-- TRY IT --
Copy every line of the records below that holds the word "been".

[Stored items]
PR #1650, opened 2018-08-17
osclib/conf: exclude sub-projects from matching project patterns (and Leap:N:Update defaults)

jberry-suse:
- 5b44ea188d11415b1dc6a4f1de7536ccb769a0cb:
    osclib/conf: provide Leap:N:Update default settings.

- 77e27fae9eea59e945034efc58ab02f1d207f06a:
    osclib/conf: exclude sub-projects from matching project patterns.
    
    Otherwise, :Update projects match the primary product settings which
    gives the wrong impression to tools as things like :Update:Staging do
    not exist. Since :Update and other sub-projects are in a different phase
    of development they should really have separate settings. :Ports however
    does have stagings and in theory should act like parent product. If it
    becomes desirable to split that can be done in the future.
    
    Some policy settings related to ReviewBots likely are desirable to carry
    over, but that can be resolved in follow-up as they are not currently used.

@lnussel We've discussed the topic a few times, but would you like to be involved in leaper overrides for maintenance (ie. `leaper-override-group` setting included in this PR)?

I'll need to double check some of staging tools to make sure they are not accessing the target project's settings via `:Staging:...` anywhere or somesuch.

### DIFF
--- a/osclib/conf.py
+++ b/osclib/conf.py
@@ -108,6 +108,11 @@ DEFAULT = {
         'mail-noreply': 'noreply@opensuse.org',
         'mail-release-list': 'opensuse-releaseteam@opensuse.org',
     },
+    r'openSUSE:(?P<project>Leap:(?P<version>[\d.]+):Update)$': {
+        'main-repo': 'standard',
+        'leaper-override-group': 'leap-reviewers',
+        'repo_checker-arch-whitelist': 'x86_64',
+    },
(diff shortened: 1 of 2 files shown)


jberry-suse:
I can also see an argument for `:Ports` projects having separate settings since things like `staging-group` may want to be separate, but not clear if and how they are being used currently.

PR #1655, opened 2018-08-18
osclib/core: provide project_pseudometa_*() functions (and related)

### LINKED ISSUE #1652: RFC: For non-products default to 00Meta as the psudometa (previous dashboard) container
This would allow devel projects and `:Update` to store the `repo_checker` output and similar in `00Meta` package. Re-using name since `Leap:N` and `Leap:N:Update` already contain it and has builds disabled and only stores meta data.

The location will be configurable via a project config settings so if devel projects want it somewhere else they can do so.

This is primarily necessary to resolve maintenance repo_checker workflow and they definitely need to see the output as many problems have been introduced post-release of _15.0_.

Thoughts?

jberry-suse:
- 1fe03c16f0b836db70d0bd4145161a1199952a60:
    osc-staging: update "config" documentation to point to OSRT:Config.

- 6d60708b5979424faef55f0794aa9744168df798:
    osclib/core: source_file_save(): always include host in message.

- 536e17cb790628fadaf3d2c30a4bbbe87b8100f0:
    osclib/stagingapi: rename dashboard_content_* methods to pseudometa_file_*.
    
    No need to be confusing and use the deprecated dashboard name.

- 24b15d6b0bf2a161a8c9dc9ca64738d54b02bb67:
    Replace relevant 'dashboard' package references with pseudometa lookup.
    
    Skipping some of the broader once which have no tangible impact, but are
    expensive to change.

- 5e6df089a6ff8438d877f9e2ad7b0d7b504ea9ef:
    osclib/stagingapi: drop {load,save}_file_content() methods.
    
    Since the implementations have been made generic and dropped to osclib.core
    there is not point in having wrappers in StagingAPI with the same args.

- 26884da4586b6f6254d3a8628b7977c8da9feabb:
    osclib/core: provide project_pseudometa_*() functions.
    
    These methods provide for a generic place to store meta data related to
    a project. For the time being, keep the original :Staging/dashboard
    location for openSUSE products.

- 89ab151a59ed044ab77b07d4cfd706494637c7b7:
    osclib/core: provide source_file_save() adapted from StagingAPI.

Just as before the expectation is that the package is created and writable.

Fixes #1652.

### DIFF
--- a/devel-project.py
+++ b/devel-project.py
@@ -73,11 +73,11 @@ def list(args):
 
         if args.write:
             api = staging_api(args)
-            api.dashboard_content_ensure('devel_projects', out, 'devel_projects write')
+            api.pseudometa_file_ensure('devel_projects', out, 'devel_projects write')
 
 def devel_projects_load(args):
     api = staging_api(args)
-    devel_projects = api.dashboard_content_load('devel_projects')
+    devel_projects = api.pseudometa_file_load('devel_projects')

-- EXERCISE RESULT --
This is primarily necessary to resolve maintenance repo_checker workflow and they definitely need to see the output as many problems have been introduced post-release of _15.0_.
    Since the implementations have been made generic and dropped to osclib.core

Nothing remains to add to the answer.